Therefore, we get the explicit solution of Equation (7):

$$\begin{array}{c}v(x,y,t)=max(\widetilde{{\beta }_1}{e}^x+\widetilde{{\beta }_2}{e}^y-K,0)+e^{x+y}{t}^{\alpha }\hfill \\ +max(\widetilde{{\beta }_1}{e}^x,0)\frac{t^{\alpha }{\sigma }_1^2}{2}{E}_{\alpha ,\alpha +1}(\frac{t^{\alpha }{\sigma }_1^2}{2})+\max (\widetilde{{\beta }_2}{e}^y,0)\frac{t^{\alpha }{\sigma }_2^2}{2}{E}_{\alpha ,\alpha +1}(\frac{t^{\alpha }{\sigma }_2^2}{2})\hfill \\ +\left(e^{x+y}\left(\frac{{\sigma }_1^2}{2}+\frac{{\sigma }_2^2}{2}+\rho {\sigma }_1{\sigma }_2\right)\mathsf{\Gamma }(\alpha +1)t^{2\alpha }{E}_{\alpha ,2\alpha +1}\left(t^{\alpha }\left(\frac{{\sigma }_1^2}{2}+\frac{{\sigma }_2^2}{2}+\rho {\sigma }_1{\sigma }_2\right)\right)\right)\hfill \\ -e^{x+y}\mathsf{\Gamma }(\alpha +1)t^{\alpha }{E}_{\alpha ,\alpha +1}\left(t^{\alpha }\left(\frac{{\sigma }_1^2}{2}+\frac{{\sigma }_2^2}{2}+\rho {\sigma }_1{\sigma }_2\right)\right)\hfill \end{array}$$

(25)

where $E_{a,b}(z)={\sum }_{k=0}^{\infty }\frac{z^k}{\mathsf{\Gamma }(ak+b)}$ is the Generalized Mittag-Leffler function [35] which a and b are constants.

4. Numerical Examples

In this section, an series solution of European call option based on Black-Scholes model with two assets as in Equation (25) is computed by using MATLAB programming. The simulations are carried out using the financial parameters given in

Table 1. Parameters of the numerical solution.

Parameters	Value
strike price, K (dollars)	70
risk-free interest rate (per year), r	$5\%$
maturity time, T (year)	1
volatility of the underlying first assets (per year), ${\sigma }_1$	$10\%$
volatility of the underlying second assets (per year), ${\sigma }_2$	$20\%$
correlation, $\rho$	0.5
${\beta }_1$	2
${\beta }_2$	1

.

The graphs of the transformed explicit solution v and original explicit solution c in the case of call option are plotted in Figure 1, Figure 2, Figure 3, Figure 4 and Figure 5. In Figure 1, the solutions v and c are plotted at a day before an expiration date over a range of $0\le S_1\le 200$ and $0\le S_2\le 200$ surrounding at the strike price with order $\alpha =0.9$. The results show that the option values increase significantly when the stock prices increase.

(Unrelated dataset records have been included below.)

PR #486, opened 2017-05-23
styles the nationwide card on homepage

### LINKED ISSUE #451: Add styling to "303 Places Nationwide" box on homepage map
PFB thinks the white box blends into the map too much.

image

designmatty:
## Overview

Adds a bit more styling to the card over the nationwide map.

### Demo
screen shot 2017-05-23 at 11 42 06 am

Fixes #451

### DIFF
--- a/src/angularjs/src/styles/components/_card.scss
+++ b/src/angularjs/src/styles/components/_card.scss
@@ -19,6 +19,30 @@
   }
 }
 
+.pfb-stripe {
+  &:before,
+  &:after {
+    content: '';
+    height: 6px;
+    transform: skew(45deg);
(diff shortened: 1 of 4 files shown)


src/angularjs/src/styles/components/_card.scss
```diff
@@ -19,6 +19,30 @@
   }
 }
 
+.pfb-stripe {
```
CloudNiner: Can this class be re-used for the cards in the "how is this score calculated" section below the map?

designmatty: yeah it can be.

Issue #818, opened 2020-11-20
Account creation and password reset emails not sending


KlaasH:
When I submit the password reset form (https://bna.peopleforbikes.org/#/password-reset-request/), it says "Password reset successfully requested", but that's not so.  The request is actually coming back with a 500 error, and this shows up in Papertrail:
![image](https://user-images.githubusercontent.com/6598836/99814592-2d594780-2b17-11eb-9f33-e2f9e39453f3.png)

This seems likely to be fallout from the Django upgrade, though it could also be just a change in the package itself.  In any case, we need to figure out how to properly import it.

We also need to fix the front-end so that it shows an error when there's an error, rather than declaring success regardless.

**Workaround**
I don't think there's a quick/easy way to get the emails to send--even if the fix is a one-line change to settings, as seems likely, it will require a redeploy to make it take effect.  But it's possible to generate a password reset link manually.
- Get a Django shell in the app, i.e.:
  - Load the production SSH key
  - `ssh -A ec2-user@bastion.bna.peopleforbikes.org`
  - Figure out the internal IP of an instance that's running an app task (look in the AWS console), and SSH to that
  - Run `docker ps` and get the container ID of an app task (the image will include `pfb-app` and the command starts with `/usr/local/bin/gunicorn`)
  - Run `docker exec -ti CONTAINER_ID bash` to get a shell in that container
  - Run `./manage.py shell_plus` to get a Django shell
- Run this (replacing the EMAIL_ADDRESS... bit with the desired email address):
  ```
  from django.conf import settings
  from django.core.signing import TimestampSigner
  from users.models import PFBUser

  user = PFBUser.objects.get(email="EMAIL_ADDRESS_OF_USER_TO_RESET")
  signer = TimestampSigner(salt=settings.RESET_SALT)
  token = signer.sign('{}'.format(user.uuid))
  print('https://bna.peopleforbikes.org/#/password-reset/?token={}'.format(token))
  ```
- Copy the resulting URL. It should work to reset that accounts password. It will expire after 24 hours.

PR #870, opened 2022-03-17
Fix email sending

aaronxsu:
## Overview

This PR updates the `EMAIL_BACKEND` in `settings.py` so that it matches the suggested settings in  [`django-amazon-ses v2.1.1`](https://github.com/azavea/django-amazon-ses/tree/2.1.1#django-configuration), since the trackback in the original issue seems to suggest that it ran into module import issue of this dependency, and that this module change in this dep happened in the upgrade of 0.3.2 -> 2.1.1.

This PR also removes `ipython` installation from `deployment/aws-batch/Dockerfile` and `src/verifier/Dockerfile`, and it pins the base image python version in `deployment/aws-batch/Dockerfile`.

## Testing Instructions

 * Push a `test/` branch up to trigger a staging deploy
 * Once the ECS tasks are cycled, go to https://staging.pfb.azavea.com/#/login/ , click on "Reset password", put in the email address that is stored under `PFB Staging Root User` from lastpass
 * Check if there is a password reset email send to that email address

## Checklist

Resolves https://github.com/azavea/pfb-network-connectivity/issues/818

### DIFF
--- a/CHANGELOG.md
+++ b/CHANGELOG.md
@@ -14,6 +14,9 @@ and this project adheres to [Semantic Versioning](http://semver.org/spec/v2.0.0.
 - Upgrade base VM from Ubuntu 16.04 to 20.04
 - Update django-q from 1.0.2 to 1.3.6
 
+#### Fixed
+- Fixe email sending
+
 ## [0.15.1] - 2021-06-04
 
 #### Changed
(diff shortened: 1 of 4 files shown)


KlaasH (approved):
:+1: Works great!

By setting $S_2=10$, the solutions v and c with order $\alpha =0.9$ are plotted in Figure 2a,b. With increasing $S_1$ from 0 to 50, the option price c reaches to zero. It is similar to c, v also reaches to zero when x increases from 2 to 4. The option price c increases linearly when the stock price is greater than 50. The solution v increases exponentially when x is greater than 4.

Figure 3 shows the surface plot of call option with $S_1=10$ over a range of stock price $0\le S_2\le 200$ and time $0\le t\le 1$. With increasing $S_2$ from 0 to 40, the option price c reaches to zero. v also reaches to zero when x increase from 2 to $3.8$. After that the option price c increases linearly when stock price is greater than 40. The solution v increases exponentially when x is greater than $3.8$.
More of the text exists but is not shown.